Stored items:
● ● ● ● ● ● ●
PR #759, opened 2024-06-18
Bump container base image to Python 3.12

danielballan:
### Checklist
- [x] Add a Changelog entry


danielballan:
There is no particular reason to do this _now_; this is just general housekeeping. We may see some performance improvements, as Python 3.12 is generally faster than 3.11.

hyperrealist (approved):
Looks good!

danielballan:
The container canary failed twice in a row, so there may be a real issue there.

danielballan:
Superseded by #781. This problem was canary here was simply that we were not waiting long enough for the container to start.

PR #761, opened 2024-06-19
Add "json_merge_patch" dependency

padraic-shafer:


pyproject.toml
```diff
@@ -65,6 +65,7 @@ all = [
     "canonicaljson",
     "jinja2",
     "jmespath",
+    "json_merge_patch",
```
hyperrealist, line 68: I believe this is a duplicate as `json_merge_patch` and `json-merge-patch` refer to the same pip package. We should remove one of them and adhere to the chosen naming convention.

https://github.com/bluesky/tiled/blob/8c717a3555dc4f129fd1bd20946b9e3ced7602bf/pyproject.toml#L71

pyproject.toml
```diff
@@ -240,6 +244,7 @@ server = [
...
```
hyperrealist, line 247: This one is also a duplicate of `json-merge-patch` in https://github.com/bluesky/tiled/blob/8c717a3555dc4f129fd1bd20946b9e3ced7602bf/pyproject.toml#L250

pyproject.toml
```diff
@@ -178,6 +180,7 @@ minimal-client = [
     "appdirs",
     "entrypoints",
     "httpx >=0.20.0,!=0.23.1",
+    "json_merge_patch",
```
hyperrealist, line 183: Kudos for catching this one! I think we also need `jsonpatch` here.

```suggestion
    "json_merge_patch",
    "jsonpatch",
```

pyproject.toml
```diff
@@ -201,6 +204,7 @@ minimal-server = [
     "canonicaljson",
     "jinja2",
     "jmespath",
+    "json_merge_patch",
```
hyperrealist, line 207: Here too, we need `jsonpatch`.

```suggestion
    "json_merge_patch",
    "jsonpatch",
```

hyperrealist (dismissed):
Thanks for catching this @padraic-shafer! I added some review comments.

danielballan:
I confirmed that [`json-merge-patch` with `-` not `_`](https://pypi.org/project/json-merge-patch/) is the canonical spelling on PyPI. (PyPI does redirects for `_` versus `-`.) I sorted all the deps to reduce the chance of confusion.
● ● ● ● ● ● ●
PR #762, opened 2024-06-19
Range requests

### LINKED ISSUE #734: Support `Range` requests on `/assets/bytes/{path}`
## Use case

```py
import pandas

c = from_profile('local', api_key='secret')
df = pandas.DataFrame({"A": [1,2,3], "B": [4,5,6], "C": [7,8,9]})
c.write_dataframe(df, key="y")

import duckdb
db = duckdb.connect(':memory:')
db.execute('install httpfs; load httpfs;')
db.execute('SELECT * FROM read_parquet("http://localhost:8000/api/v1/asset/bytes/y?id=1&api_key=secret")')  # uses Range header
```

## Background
● ● ● ● ● ● ●
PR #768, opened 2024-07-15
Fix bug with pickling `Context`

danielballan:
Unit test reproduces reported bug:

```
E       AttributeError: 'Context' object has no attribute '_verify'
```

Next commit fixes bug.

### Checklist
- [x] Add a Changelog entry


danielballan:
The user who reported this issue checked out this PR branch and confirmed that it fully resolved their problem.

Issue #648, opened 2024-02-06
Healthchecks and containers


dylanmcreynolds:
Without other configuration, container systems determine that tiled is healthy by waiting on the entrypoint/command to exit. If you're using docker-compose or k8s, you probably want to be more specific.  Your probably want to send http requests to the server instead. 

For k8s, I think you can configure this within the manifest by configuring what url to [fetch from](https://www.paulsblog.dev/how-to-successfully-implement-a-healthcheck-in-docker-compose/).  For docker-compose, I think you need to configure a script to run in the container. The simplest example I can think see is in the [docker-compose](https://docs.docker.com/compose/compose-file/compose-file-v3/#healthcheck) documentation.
● ● ● ● ● ● ●
Give the number of lines in the records that contain the string "need", with no other output.

3